The list goes on forever


----------



## Mar55 (Mar 24, 2018)

walpurgis Burgoo said:


> not as fast as kiba


Kiba's Slut Boy is that you?


----------



## Maverick04 (Mar 24, 2018)

Fast enough to go toe to toe with KCM Naruto (Who wasnt going top speed), get behind Bee without him noticing and maybe even handle his own against V1 A4..Overall would say among top 10 non god tier fastest characters..He used train and spar with Shisui the teleporter so naturally he'll be pretty fast


----------



## sabre320 (Mar 24, 2018)

Shark said:


> He's the fastest "base" character, at least feat-wise.
> 
> He couldn't outright blitz part 1 Kakashi though, but he did have him on the defensive with his speed.


Lol minato shits on him in speed feats...he blitzed kurama who was looking straight at him and had emotion sensing and is faster then sm naruto when halved from across konoha a village distance..twice not to mention he outpaced tobirama in shunshin to get to the battlefield to such an extent that he was able to shunshin out to sea place markers  shunshin back to the battlefield place markers for the hokage barrier teleport the juubidama and chat with naruto before the hokage made it to the battlefield....which led to tobirama saying his speed pales in comparison to minatos.......yeah itachis the fastest lol

Im not even bringing tobirama , madara into this ....tobirama was faster then madara in his own words and madara heavily pressured sm naruto with his shunshin who was able to counterblitz a3.....yeah u might wanna rethink itachis position.


----------



## sabre320 (Mar 24, 2018)

ThomasTheCat said:


> This is just something I want to say...
> 
> In the game _Naruto Uzumaki Chronicals 2 _you could play as Itachi and Kisame only in versus mode. When Itachi moved, all you saw was a black streak move across the screen. Whenever you touched Itachi when he was moving you took damage. Also, in _Naruto Shippuden: Ultimate Ninja Storm 4 _you can move in a certain way were you're bascially strafing, with some curviture to the movemnt. When Itachi does this, he leaves a black streak behind him.
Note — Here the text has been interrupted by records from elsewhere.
PR #1936, opened 2019-07-03
Additional sudo checks

das-sein:
An attempt to improve sudo warning sensitivity to help avoid issues like #1911 

Introduces two additional checks.

The first checks for sudo-specific environment variables, then triggers an error message like the home directory discrepancy test which requires explicit user interaction to override.

The second attempts to detect a discrepancy between the actual and effective IDs of the user executing the process, which triggers a warning message that alerts the user they may be executing the installation binary as sudo. This requires no user interaction to bypass.

### DIFF
--- a/src/cli/self_update.rs
+++ b/src/cli/self_update.rs
@@ -510,6 +510,32 @@ fn do_anti_sudo_check(no_prompt: bool) -> Result<()> {
         }
     }
 
+    #[cfg(unix)]
+    /// Attempt to detect sudo with environment variables defined in `man 8 sudo`.
+    /// Should act as a backup method to the more rigorous home directory detection.
+    pub fn sudo_env() -> bool {
+        if env::var_os("SUDO_GID").is_some()
+            || env::var_os("SUDO_UID").is_some()
+            || env::var_os("SUDO_USER").is_some()
+        {
+            return true;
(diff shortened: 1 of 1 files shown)


kinnison (commented):
This looks like it ought to be good, but I wonder if we might want a test for at least the environment one?

das-sein:
@kinnison I think you're right. The test cases might be a bit tricky to create, but it would be good to increase coverage as I don't think this function is presently tested at all.

kinnison:
Hi @fotocoyotl 

Have you had any further thoughts around adding a test case for this?  Setting specific environment variables before running a test of `rustup-init` ought not to be too hard.

Also, could you rebase onto current master as I've merged a CI fix to try and mitigate the windows test failures.

das-sein:
@kinnison I have, just haven't had a chance to implement them yet, sorry. Rebased.

kinnison:
Hi @latrare 

Happy new year!  I was wondering if you might have time in this new year to pick up this work and complete the remaining testing needed to make it mergeable?  If you simply don't have the time/energy/interest then that's completely fine, but if you could let us know either way, I'd appreciate it.

Thanks again for all your efforts last year with Rustup.

Daniel.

that was more to do with his genjutsu prowess.


----------



## Charmed (Mar 24, 2018)

he's fast, but not fast enough to blitz other kage-tiers, even Kakashi could keep up with Itachi, and we all know Hidan was keeping up perfectly with Kakashi, even though Hidan didn't have a sharingan.

Reactions: Like 1


----------



## MShadows (Mar 24, 2018)

Not as fast as Minato!


----------



## Cliffiffillite44428 (Mar 24, 2018)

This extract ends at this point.